------ RECORDS PROVIDED ------
Issue #266, opened 2017-11-15
Enforce rules based on "engines" field in package.json


sindresorhus:
So if for example, Node.js 8 is targeted we could enable some useful Node.js 8+ rules.

I've been wanting to enable some rules, but I don't want to introduce yet another option for it and be forced to use it in every repo. 

If there's no `"engines"` field in the project package.json, we will just default to how it works now.

It should also be possible to turn this off with an option for use in other environments.

Some things I'd like to enable:

- https://github.com/sindresorhus/eslint-config-xo/blob/891eb4c9bd1e33af8a12fd6f64d0629c08b88785/esnext.js#L15-L24
-
 https://github.com/sindresorhus/xo/blob/8ac0f3e25426937ef96288dfbe7d4dfda857c9bf/config/plugins.js#L33-L34
- https://github.com/sindresorhus/eslint-plugin-unicorn/pull/115
- And probably more in the future.

sindresorhus:
> About situations where engines.node is not defined in package.json, shouldn't xo produce a warning or even error if it's omitted?

Warning

> xo could add a backports: true setting for people who want new rules to be enabled by semver-minor releases of xo. The backports rules could be declared in a way that they can easily be switched on by default during semver-major release.

Nah. I think that's overcomplicating it.

> A similar check that might be nice is no-legacy-backport-modules. For example directly depending on or requiring the object-assign module with engines.node >= 4 is likely pointless.

Sounds like a potential rule for https://github.com/mysticatea/eslint-plugin-node

> Eventually I'd like to see xo able to report an error if a module has dependencies that require a higher version of node. Say I have a module that requires node >=0.10 and run ncu -u to update all dependencies. This updates pify from 2.3.0 to 3.0.0 which is an unsupported module for node <4.

Sounds like a useful rule for https://github.com/mysticatea/eslint-plugin-node or https://github.com/benmosher/eslint-plugin-import You should open an issue about it there.

coreyfarrell:
For now I've opened npm/node-semver#228.  Any rule comparing the `engines.node` range between multiple packages will require this.

PR #268, opened 2017-11-22
Add eslint-plugin-node

### LINKED ISSUE #123: eslint-plugin-node
It has some interesting rules, some of which we've already discussed, and some that are already covered, but I think there is stuff we can use there:

https://github.com/mysticatea/eslint-plugin-node

pvdlg:
Fixes #123

Add the following rules:

| Rule ID                                                                                                                     | Description                                                       |
| --------------------------------------------------------------------------------------------------------------------------- | ----------------------------------------------------------------- |
| [no-unpublished-bin](https://github.com/mysticatea/eslint-plugin-node/blob/master/docs/rules/no-unpublished-bin.md)         | Disallow 'bin' files which are ignored by npm                     |
| [no-unpublished-import](https://github.com/mysticatea/eslint-plugin-node/blob/master/docs/rules/no-unpublished-import.md)   | Disallow `import` declarations of private things                  |
| [no-unpublished-require](https://github.com/mysticatea/eslint-plugin-node/blob/master/docs/rules/no-unpublished-require.md) | Disallow `require()` expressions of private things                |
| [process-exit-as-throw](https://github.com/mysticatea/eslint-plugin-node/blob/master/docs/rules/process-exit-as-throw.md)   | Make `process.exit()` expressions the same code path as `throw`   |
| [no-deprecated-api](https://github.com/mysticatea/eslint-plugin-node/blob/master/docs/rules/no-unsupported-features.md)     | Disallow unsupported ECMAScript features on the specified version |
| [exports-style](https://github.com/mysticatea/eslint-plugin-node/blob/master/docs/rules/exports-style.md)                   | Enforce either module.exports or exports                          |

The other rules provided are disabled for the following reasons:

| Rule ID                                                                                                                       | Reason for disabling                                                                  |
| ----------------------------------------------------------------------------------------------------------------------------- | ------------------------------------------------------------------------------------- |
| [no-extraneous-import](https://github.com/mysticatea/eslint-plugin-node/blob/master/docs/rules/no-extraneous-import.md)       | Redundant with `import/no-extraneous-dependencies`                                    |
| [no-extraneous-require](https://github.com/mysticatea/eslint-plugin-node/blob/master/docs/rules/no-extraneous-require.md)     | Redundant with `import/no-extraneous-dependencies`                                    |
| [no-missing-import](https://github.com/mysticatea/eslint-plugin-node/blob/master/docs/rules/no-missing-import.md)             | Redundant with `import/no-unresolved`                                                 |
| [no-missing-require](https://github.com/mysticatea/eslint-plugin-node/blob/master/docs/rules/no-missing-require.md)           | Redundant with `import/no-unresolved`                                                 |
| [no-unsupported-features](https://github.com/mysticatea/eslint-plugin-node/blob/master/docs/rules/no-unsupported-features.md) | Doesn't allow to exclude compiled sources                                             |
| [shebang](https://github.com/mysticatea/eslint-plugin-node/blob/master/docs/rules/shebang.md)                                 | Doesn't exclude scripts executed with node but not referenced in "bin" (i.e main.js)  |
| ~~[exports-style](https://github.com/mysticatea/eslint-plugin-node/blob/master/docs/rules/exports-style.md)~~                 | ~~Too restrictive, forces to use either `modules.exports` or `exports` but not both~~ |

Let me know if I should make changes in the rules enabled/disabled or in the configuration.

### DIFF
--- a/config/plugins.js
+++ b/config/plugins.js
@@ -78,7 +78,7 @@ module.exports = {
 		// Disabled as the rule doesn't allow to exclude compiled sources
 		// 'node/no-unsupported-features': 'error',
 		'node/process-exit-as-throw': 'error',
-		// Disabled as the rule doesn't exclude scripts executed with `node` but not referenced in "bin" (i.e main.js)
+		// Disabled as the rule doesn't exclude scripts executed with `node` but not referenced in "bin". See https://github.com/mysticatea/eslint-plugin-node/issues/96
 		// 'node/shebang': 'error',
 		'node/no-deprecated-api': 'error',
 		'node/exports-style': ['error', 'module.exports']
--- a/config/plugins.js
+++ b/config/plugins.js
@@ -15,7 +15,8 @@ module.exports = {
 		'ava',
 		'unicorn',
 		'promise',
-		'import'
+		'import',
+		'node'
 	],
 	extends: [
 		'plugin:ava/recommended',
@@ -64,6 +65,22 @@ module.exports = {
 		'import/prefer-default-export': 'error',
 		'import/no-unassigned-import': ['error', {
 			allow: ['babel-polyfill', '@babel/polyfill', 'babel-register', '@babel/register']
-		}]
+		}],
+		// Redundant with import/no-extraneous-dependencies
+		// 'node/no-extraneous-import': 'error',
+		// 'node/no-extraneous-require': 'error',
+		// Redundant with import/no-unresolved
+		// 'node/no-missing-import': 'error',
+		// 'node/no-missing-require': 'error',
+		'node/no-unpublished-bin': 'error',
+		'node/no-unpublished-import': ['error', {allowModules: ['electron', 'atom']}],
+		'node/no-unpublished-require': ['error', {allowModules: ['electron', 'atom']}],
+		// Disabled as the rule doesn't allow to exclude compiled sources
+		// 'node/no-unsupported-features': 'error',
+		'node/process-exit-as-throw': 'error',
+		// Disable as the rule doesn't exclude scripts executed with node but not referenced in "bin" (i.e main.js)
+		// 'node/shebang': 'error',
+		'node/no-deprecated-api': 'error',
+		'node/exports-style': ['error', 'module.exports', {allowBatchAssign: true}]
 	}
 };
--- a/config/plugins.js
+++ b/config/plugins.js
@@ -54,7 +54,7 @@ module.exports = {
 		// 'import/unambiguous': 'error',
 		// enable this sometime in the future when Node.js has ES2015 module support
 		// 'import/no-commonjs': 'error',
-		// looks useful, but too unstable at the moment
+		// Looks useful, but too unstable at the moment
 		// 'import/no-deprecated': 'error',
 		'import/no-extraneous-dependencies': 'error',
 		'import/no-mutable-exports': 'error',
@@ -78,7 +78,7 @@ module.exports = {
 		// Disabled as the rule doesn't allow to exclude compiled sources
 		// 'node/no-unsupported-features': 'error',
 		'node/process-exit-as-throw': 'error',
-		// Disable as the rule doesn't exclude scripts executed with node but not referenced in "bin" (i.e main.js)
+		// Disabled as the rule doesn't exclude scripts executed with `node` but not referenced in "bin" (i.e main.js)
 		// 'node/shebang': 'error',
 		'node/no-deprecated-api': 'error',
 		'node/exports-style': ['error', 'module.exports', {allowBatchAssign: true}]
--- a/config/plugins.js
+++ b/config/plugins.js
@@ -81,6 +81,6 @@ module.exports = {
 		// Disabled as the rule doesn't exclude scripts executed with `node` but not referenced in "bin" (i.e main.js)
 		// 'node/shebang': 'error',
 		'node/no-deprecated-api': 'error',
-		'node/exports-style': ['error', 'module.exports', {allowBatchAssign: true}]
+		'node/exports-style': ['error', 'module.exports']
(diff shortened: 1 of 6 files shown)


sindresorhus:
>  no-unsupported-features | Doesn't allow to exclude compiled sources
-- | --

Can you open an issue on `eslint-plugin-node` about supporting this?

> shebang | Doesn't exclude scripts executed with node but not referenced in "bin" (i.e main.js)
-- | --

This too.

> exports-style | Too restrictive, forces to use either modules.exports or exports but not both
-- | --

And this.

config/plugins.js
```diff
@@ -64,6 +65,23 @@ module.exports = {
...
-		}]
+		}],
+		// Redundant with import/no-extraneous-dependencies
+		// 'node/no-extraneous-import': 'error',
+		// 'node/no-extraneous-require': 'error',
+		// Redundant with import/no-unresolved
+		// 'node/no-missing-import': 'error',
+		// 'node/no-missing-require': 'error',
+		'node/no-unpublished-bin': 'error',
+		'node/no-unpublished-import': 'error',
```
sindresorhus: Include `electron` and `atom` in the `allowModules` option: https://github.com/mysticatea/eslint-plugin-node/blob/master/docs/rules/no-unpublished-import.md#allowmodules For ease of use with Electron and Atom.

config/plugins.js
```diff
@@ -64,6 +65,23 @@ module.exports = {
...
+		'node/no-unpublished-require': 'error',
```
sindresorhus: Same as above.

pvdlg:
> no-unsupported-features | Doesn't allow to exclude compiled sources

mysticatea/eslint-plugin-node#97

> shebang | Doesn't exclude scripts executed with node but not referenced in "bin" (i.e main.js)

mysticatea/eslint-plugin-node#96

> exports-style | Too restrictive, forces to use either modules.exports or exports but not both

I first though it was possible to use both `modules.exports` and `exports` in the same project as long as it's consistent in the same js file. After more tests it turns out I was wrong.
Using export style that are consistent within each file but inconsistent across the project does create the issue described in the rule.
So I went ahead and enabled the rule

config/plugins.js
pvdlg: Done!

config/plugins.js
pvdlg: Done!

pvdlg:
@sindresorhus per this [comment](https://github.com/mysticatea/eslint-plugin-node/issues/97#issuecomment-347140801) we could use the override feature to disable those rules for certain files.

In `xo` we could by default enable the `shebang` rule only for the files in the `bin` property of the `package.json`.

Regarding `no-unsupported-features` we could enable it only for certain files, but I don't know if there is a good default setting. We can either:
- keep it disabled and let users enable it if they want to
- Enable it and exclude ava files by default and let the users configure the `overrides` property to exclude more
- Add a new property in `xo` called something like `compiledSources` that will allow to define an Array of globs. And we could use it to disable certain rules for files that match.

What's your thoughts ?
Also I'm not sure that should be part of this PR or if it should be implemented in a following one.

sindresorhus:
> In xo we could by default enable the shebang rule only for the files in the bin property of the package.json.

Yes, let's wait an see the outcome of https://github.com/mysticatea/eslint-plugin-node/issues/96

> Regarding no-unsupported-features we could enable it only for certain files, but I don't know if there is a good default setting. We can either:

Let's keep it disabled. I don't want lots of complication for something that is not super useful with latest Node.js, as there are not that many commonly used unsupported features.

config/plugins.js
```diff
@@ -64,6 +65,22 @@ module.exports = {
...
+		// Redundant with import/no-unresolved
+		// 'node/no-missing-import': 'error',
+		// 'node/no-missing-require': 'error',
+		'node/no-unpublished-bin': 'error',
+		'node/no-unpublished-import': ['error', {allowModules: ['electron', 'atom']}],
+		'node/no-unpublished-require': ['error', {allowModules: ['electron', 'atom']}],
+		// Disabled as the rule doesn't allow to exclude compiled sources
+		// 'node/no-unsupported-features': 'error',
+		'node/process-exit-as-throw': 'error',
+		// Disabled as the rule doesn't exclude scripts executed with `node` but not referenced in "bin" (i.e main.js)
```
sindresorhus: Can you link to https://github.com/mysticatea/eslint-plugin-node/issues/96 ?

config/plugins.js
```diff
@@ -64,6 +65,22 @@ module.exports = {
...
+		// 'node/shebang': 'error',
+		'node/no-deprecated-api': 'error',
+		'node/exports-style': ['error', 'module.exports', {allowBatchAssign: true}]
```
sindresorhus: I don't think `allowBatchAssign` should be `true`. It's not a good pattern.

config/plugins.js
pvdlg: Done

config/plugins.js
pvdlg: Done

pvdlg:
> Let's keep it disabled. I don't want lots of complication for something that is not super useful with latest Node.js, as there are not that many commonly used unsupported features.

This is something we can implement within the scope of #266

sindresorhus:
> This is something we can implement within the scope of #266

Agreed :)

sindresorhus:
Great! Thank you 🙌

Would you be interested in joining the project? You done some high-quality contributions :)

pvdlg:
I'll take a stab at #266 sometime (in a weeks I guess).

pvdlg:
> Would you be interested in joining the project? You done some high-quality contributions :)

Absolutely !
------
--- WHAT YOU ARE ASKED TO DO ---
What are the lines of the data above that include the string "forces"? Copy them.

--- TASK RESPONSE ---
| ~~[exports-style](https://github.com/mysticatea/eslint-plugin-node/blob/master/docs/rules/exports-style.md)~~                 | ~~Too restrictive, forces to use either `modules.exports` or `exports` but not both~~ |
> exports-style | Too restrictive, forces to use either modules.exports or exports but not both
> exports-style | Too restrictive, forces to use either modules.exports or exports but not both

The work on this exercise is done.